> [What to produce]: Working from the entries below, tally each line that holds "index". Give the tally and nothing else.

Start of Data provided

PR #1365, opened 2025-01-09
feat: Provide default `index`-function for `Tree` and `Singleton`

phorward:


src/viur/core/prototypes/tree.py
```diff
@@ -286,6 +286,20 @@ def pathToKey(self, key: db.Key):
...
 
+    @exposed
+    def index(self, skelType: SkelType = "node", parententry: t.Optional[db.Key | int | str] = None, **kwargs):
+        if not parententry:
+            repos = self.getAvailableRootNodes(**kwargs)
+            match len(repos):
+                case 0:
+                    raise errors.Unauthorized()
+                case 1:
+                    parententry = repos.pop()["key"]
```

End of Data provided

> [Response box]: 2